Top of MATERIALS PROVIDED

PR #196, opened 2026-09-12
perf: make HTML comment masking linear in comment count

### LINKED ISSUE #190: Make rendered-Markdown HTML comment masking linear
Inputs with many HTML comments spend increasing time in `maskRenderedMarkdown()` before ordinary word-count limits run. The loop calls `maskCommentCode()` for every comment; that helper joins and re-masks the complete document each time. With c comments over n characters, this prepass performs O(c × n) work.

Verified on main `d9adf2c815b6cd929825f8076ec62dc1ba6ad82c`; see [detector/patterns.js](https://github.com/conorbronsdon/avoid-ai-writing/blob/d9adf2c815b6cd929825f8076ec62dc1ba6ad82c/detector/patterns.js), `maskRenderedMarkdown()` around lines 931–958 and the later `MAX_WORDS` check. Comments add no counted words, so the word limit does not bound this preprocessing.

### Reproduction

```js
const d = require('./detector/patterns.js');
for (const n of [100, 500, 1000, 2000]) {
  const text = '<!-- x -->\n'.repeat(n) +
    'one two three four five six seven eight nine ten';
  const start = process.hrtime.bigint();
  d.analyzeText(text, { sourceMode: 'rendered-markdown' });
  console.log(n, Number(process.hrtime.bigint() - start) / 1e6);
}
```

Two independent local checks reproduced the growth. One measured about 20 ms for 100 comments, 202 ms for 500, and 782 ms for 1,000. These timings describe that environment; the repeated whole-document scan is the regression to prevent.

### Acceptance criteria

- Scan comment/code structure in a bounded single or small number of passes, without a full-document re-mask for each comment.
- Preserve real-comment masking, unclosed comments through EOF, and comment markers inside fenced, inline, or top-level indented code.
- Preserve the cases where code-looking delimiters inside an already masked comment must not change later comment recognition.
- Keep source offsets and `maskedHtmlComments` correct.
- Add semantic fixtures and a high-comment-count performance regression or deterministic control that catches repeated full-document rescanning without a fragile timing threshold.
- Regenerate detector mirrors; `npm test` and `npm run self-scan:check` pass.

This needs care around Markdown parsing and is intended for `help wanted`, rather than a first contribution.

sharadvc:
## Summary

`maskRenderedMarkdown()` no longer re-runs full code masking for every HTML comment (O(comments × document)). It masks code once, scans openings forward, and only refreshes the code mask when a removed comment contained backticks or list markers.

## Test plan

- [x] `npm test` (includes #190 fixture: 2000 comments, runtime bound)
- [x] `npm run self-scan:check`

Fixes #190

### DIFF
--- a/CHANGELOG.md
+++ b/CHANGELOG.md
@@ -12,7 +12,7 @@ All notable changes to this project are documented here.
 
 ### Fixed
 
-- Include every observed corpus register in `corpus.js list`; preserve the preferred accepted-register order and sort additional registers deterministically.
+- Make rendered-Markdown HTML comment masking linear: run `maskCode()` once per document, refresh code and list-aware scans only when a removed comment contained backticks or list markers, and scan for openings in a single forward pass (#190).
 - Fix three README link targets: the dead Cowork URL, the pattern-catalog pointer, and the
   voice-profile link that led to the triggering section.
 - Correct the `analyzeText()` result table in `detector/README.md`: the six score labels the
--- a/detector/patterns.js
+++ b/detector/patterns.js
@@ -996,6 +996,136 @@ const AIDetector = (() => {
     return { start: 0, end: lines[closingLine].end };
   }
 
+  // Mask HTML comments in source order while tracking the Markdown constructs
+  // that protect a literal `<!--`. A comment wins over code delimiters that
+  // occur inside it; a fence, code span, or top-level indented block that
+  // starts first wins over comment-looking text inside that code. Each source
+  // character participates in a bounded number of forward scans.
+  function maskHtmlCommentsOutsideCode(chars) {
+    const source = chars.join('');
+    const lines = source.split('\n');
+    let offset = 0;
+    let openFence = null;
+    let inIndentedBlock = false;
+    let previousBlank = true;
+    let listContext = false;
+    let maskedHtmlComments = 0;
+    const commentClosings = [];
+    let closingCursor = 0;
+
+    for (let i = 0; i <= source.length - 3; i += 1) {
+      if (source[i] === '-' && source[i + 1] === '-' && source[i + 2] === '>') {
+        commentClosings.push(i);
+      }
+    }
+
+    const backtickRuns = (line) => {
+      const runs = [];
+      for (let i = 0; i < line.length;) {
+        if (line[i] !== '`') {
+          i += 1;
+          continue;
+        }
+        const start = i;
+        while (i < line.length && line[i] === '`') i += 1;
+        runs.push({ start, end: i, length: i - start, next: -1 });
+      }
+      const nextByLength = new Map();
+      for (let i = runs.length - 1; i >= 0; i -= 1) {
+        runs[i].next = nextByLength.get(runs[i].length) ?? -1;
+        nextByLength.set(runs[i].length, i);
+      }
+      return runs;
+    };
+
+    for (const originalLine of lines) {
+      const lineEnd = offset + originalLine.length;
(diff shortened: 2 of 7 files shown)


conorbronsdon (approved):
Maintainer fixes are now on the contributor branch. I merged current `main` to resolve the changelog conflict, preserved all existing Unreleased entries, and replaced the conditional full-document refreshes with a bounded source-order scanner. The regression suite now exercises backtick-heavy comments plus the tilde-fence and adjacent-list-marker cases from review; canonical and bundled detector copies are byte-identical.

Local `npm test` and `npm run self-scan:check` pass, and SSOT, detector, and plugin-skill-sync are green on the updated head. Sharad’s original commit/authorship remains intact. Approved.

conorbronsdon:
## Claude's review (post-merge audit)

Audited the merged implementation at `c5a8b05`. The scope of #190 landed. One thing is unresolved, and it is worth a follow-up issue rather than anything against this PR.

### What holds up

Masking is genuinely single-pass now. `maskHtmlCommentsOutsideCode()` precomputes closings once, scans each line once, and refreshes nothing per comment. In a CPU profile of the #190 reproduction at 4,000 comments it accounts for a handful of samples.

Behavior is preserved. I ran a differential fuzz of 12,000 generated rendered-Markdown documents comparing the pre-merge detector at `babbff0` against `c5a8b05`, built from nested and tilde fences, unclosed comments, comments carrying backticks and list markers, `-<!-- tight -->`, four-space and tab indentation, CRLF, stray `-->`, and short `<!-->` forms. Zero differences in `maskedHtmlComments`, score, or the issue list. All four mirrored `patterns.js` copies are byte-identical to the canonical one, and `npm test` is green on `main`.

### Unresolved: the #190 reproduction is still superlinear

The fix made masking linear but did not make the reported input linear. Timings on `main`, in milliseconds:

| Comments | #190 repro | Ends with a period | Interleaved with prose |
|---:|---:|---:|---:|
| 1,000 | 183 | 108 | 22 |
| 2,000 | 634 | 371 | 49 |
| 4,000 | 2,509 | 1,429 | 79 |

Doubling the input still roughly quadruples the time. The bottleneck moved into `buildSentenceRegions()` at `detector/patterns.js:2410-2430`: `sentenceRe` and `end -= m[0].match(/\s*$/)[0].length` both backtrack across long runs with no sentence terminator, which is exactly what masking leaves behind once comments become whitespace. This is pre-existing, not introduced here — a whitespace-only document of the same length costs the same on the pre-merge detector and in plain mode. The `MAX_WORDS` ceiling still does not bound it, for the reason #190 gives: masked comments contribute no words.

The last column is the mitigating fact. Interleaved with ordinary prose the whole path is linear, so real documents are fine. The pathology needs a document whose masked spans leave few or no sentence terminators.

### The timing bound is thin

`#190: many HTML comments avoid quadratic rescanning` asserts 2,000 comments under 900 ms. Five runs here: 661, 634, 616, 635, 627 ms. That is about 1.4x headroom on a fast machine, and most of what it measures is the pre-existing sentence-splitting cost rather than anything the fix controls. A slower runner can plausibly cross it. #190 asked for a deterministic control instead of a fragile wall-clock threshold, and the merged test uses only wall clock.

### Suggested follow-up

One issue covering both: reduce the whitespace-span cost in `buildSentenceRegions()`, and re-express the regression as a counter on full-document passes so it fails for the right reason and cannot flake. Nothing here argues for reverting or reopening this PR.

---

Bottom of MATERIALS PROVIDED

> [ABOUT THIS EXERCISE]:
Take the entries above and return only the lines from the one with "of forward scans." to the one with "maskedHtmlComments = 0;", both included, unchanged.

> [EXPECTED ANSWER]:
+  // character participates in a bounded number of forward scans.
+  function maskHtmlCommentsOutsideCode(chars) {
+    const source = chars.join('');
+    const lines = source.split('\n');
+    let offset = 0;
+    let openFence = null;
+    let inIndentedBlock = false;
+    let previousBlank = true;
+    let listContext = false;
+    let maskedHtmlComments = 0;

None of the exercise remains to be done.